Kenya's plea for debt service suspension extension is a result of the severe impact the COVID-19 pandemic has had on the country's tax revenues. The prolonged economic strain due to the global health crisis has made it challenging for the government to meet its debt obligations. While specific details about the loans targeted for extension remain undisclosed, parliamentary disclosures suggest a significant part of the relief is linked to funding related to the SGR project, primarily from the Exim Bank of China.

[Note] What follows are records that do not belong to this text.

PR #1015, opened 2026-08-25
Fix touchpad scroll speed

### LINKED ISSUE #991: Scrolling with touchpad randomly jumps pages

### Problem

While scrolling with the touchpad, zathura randomly jumps opposite to the scrolling direction. Here by "jump" I mean an instantaneous change in position within the document.
For instance, I was scrolling downwards and zathura jumped from page 10 back up to page 2.
Sometimes it goes back to the sart of the page, sometimes by only one page, and sometimes by multiple pages. There doesn't seem to be any noticeable pattern in this jumping bug. No specific page numbers, no specific distance jumped.
This bug manifested only after the GTK4 update. Incidentally, but maybe unrelated, touchpad scrolling also feels janky and inconsistent after the update to GTK4. The last release with good touchpad scrolling was 2026.05.20.
Scrolling with the arrow keys works fine.

### Steps to reproduce

1. Open a PDF document
2. Start scrolling downwards with the touchpad
3. Continue scrolling until zathura jumps up a few pages
OR
2. Start scrolling upwards with the touchpad
3. Continue scrolling untill zathura jumps down a few pages (usualy only 1 page)

### Expected behavior

Scrolling with the touchpad should be smooth and without random backwards jumps.

zathura 2026.07.08

girara 2026.07.07 (runtime: 2026.07.07)

### zathura backend

(plugin) pdf-poppler (2026.5.10) (/usr/lib/zathura/libpdf-poppler.so)

valoq:
Probably fixes #991 (dont have a touchpad to test this on at hand)

currently typing a number will use that number as a factor for scroll speed. I suspect this is an undocumented feature so I left this for the mouse. but for the touch pad the multiplication happened with every registered input, which made the increase much larger.

### DIFF
--- a/girara-gtk/callbacks.c
+++ b/girara-gtk/callbacks.c
@@ -382,7 +382,8 @@ gboolean girara_callback_view_scroll_event(GtkEventControllerScroll* controller,
 #endif
 
   /* only wheel units are discrete steps so touchpad deltas stay smooth */
-  if (gtk_event_controller_scroll_get_unit(controller) != GDK_SCROLL_UNIT_WHEEL) {
+  const bool discrete = gtk_event_controller_scroll_get_unit(controller) == GDK_SCROLL_UNIT_WHEEL;
+  if (discrete == false) {
     event.type = GIRARA_EVENT_SCROLL_BIDIRECTIONAL;
     event.x    = dx * surface_to_wheel;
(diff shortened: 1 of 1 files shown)


iCaird:
Can confirm that this seems to have fixed #991 for me

PR #1020, opened 2026-08-31
Add window-decoration setting to disable CSD on Wayland

### LINKED ISSUE #1018: Add window-decoration setting to allow disabling window decorations (CSD) on Wayland
## Summary

zathura links GTK4, which on Wayland always renders client-side decorations (CSD) and never negotiates the xdg-decoration protocol. As a result the window always has a title bar and there is currently no way to launch it borderless/natively under a Wayland compositor that can't strip CSD (e.g. COSMIC). GTK3's `GTK_CSD` is not relevant for GTK4, and `GDK_BACKEND=x11` still renders CSD.

## Proposal

Add an init-only `window-decoration` boolean setting (default `true`) so users can set:

```
set window-decoration false
```

which calls `gtk_window_set_decorated()` before the window is shown. Default stays `true`, so existing behavior is unchanged.

Related PR: #<pr>
See https://github.com/pwmt/zathura/issues/828

AuthenticSm1les:
Closes #1018

Adds an init-only `window-decoration` boolean setting (default `true`):

- `zathura/config.c`: register the setting (BOOLEAN, init-only, default true)
- `girara-gtk/session.c`: read it and call `gtk_window_set_decorated()` before the window is shown

This lets users run fully borderless under native Wayland (GTK4 renders CSD that a compositor such as COSMIC can't strip):

```
set window-decoration false
```

Default stays `true`, so no behavior change for existing users.

### DIFF
--- a/girara-gtk/session.c
+++ b/girara-gtk/session.c
@@ -418,6 +418,11 @@ bool girara_session_init(girara_session_t* session, const char* sessionname) {
     gtk_window_set_default_size(GTK_WINDOW(session->gtk.window), window_width, window_height);
   }
 
+  /* apply the window-decoration setting (read from the application's config) before showing the window */
+  bool window_decoration = true;
+  girara_setting_get(session, "window-decoration", &window_decoration);
+  gtk_window_set_decorated(GTK_WINDOW(session->gtk.window), window_decoration);
+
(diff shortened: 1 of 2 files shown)


AuthenticSm1les:
Closing per author request.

The conflicting reports on the loan disbursement freeze highlight the complexities of international finance. While the Chinese embassy acknowledged the funding delay and assured resolution through bilateral discussions, Kenya's treasury officials denied any delays in receiving Chinese loans. The contrasting statements underscore the intricacies of negotiating debt repayment terms with various creditors.
The implications of the freeze in loan disbursements by China are significant for Kenya, given the country's substantial debt owed to the Asian nation, amounting to approximately $7 billion as of April 2021. The strained relations in debt negotiations between the two countries pose a threat to their bilateral ties. Notably, China's growing assertiveness in its global economic interactions, coupled with its centennial celebrations that emphasize self-reliance and strength, signal a more resolute stance in negotiations.
Amid the debt repayment challenges, Kenya has witnessed a modest increase in tax return filings, as revealed by the Kenya Revenue Authority. However, the uptick in compliance does not necessarily indicate a robust revenue recovery but rather a response to stricter penalties for non-compliance. The economic hardships caused by the pandemic continue to impact businesses and individuals, necessitating a delicate balance in tax policy to ensure sustainable revenue generation.
As Kenya faces limited borrowing options, the focus on broadening the tax base and enhancing compliance raises concerns about the impact on citizens, particularly the most vulnerable. The emphasis on consumption taxes, such as excise duties, raises worries about the disproportionate burden on low-income populations. To achieve a fair and effective tax regime, policymakers need to consider a holistic approach that balances production and consumption taxes to mitigate social unrest and foster economic stability.